_What is required_.
Here is a set of records. Copy them all exactly.

Saved entries:
- Opening Delimiter -
PR #2104, opened 2016-10-20
(PDB-3082) Add new queue metrics

aperiodic:
Add three new metrics to the mq metrics registry:
  * `size`: a histogram of the size of received commands as reported by
    the HTTP request's Content-Length header.
  * `awaiting-retry`: a count of the number of commands that are
    currently waiting to be re-inserted into the queue.
  * `queue-time`: a histogram of the time in seconds that messages
    waited in the queue before being processed.


senior:
@aperiodic I'm :+1: on this, just needs a rebase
- Closing Delimiter -
_Response to the exercise_.
PR #2104, opened 2016-10-20
(PDB-3082) Add new queue metrics

aperiodic:
Add three new metrics to the mq metrics registry:
  * `size`: a histogram of the size of received commands as reported by
    the HTTP request's Content-Length header.
  * `awaiting-retry`: a count of the number of commands that are
    currently waiting to be re-inserted into the queue.
  * `queue-time`: a histogram of the time in seconds that messages
    waited in the queue before being processed.


senior:
@aperiodic I'm :+1: on this, just needs a rebase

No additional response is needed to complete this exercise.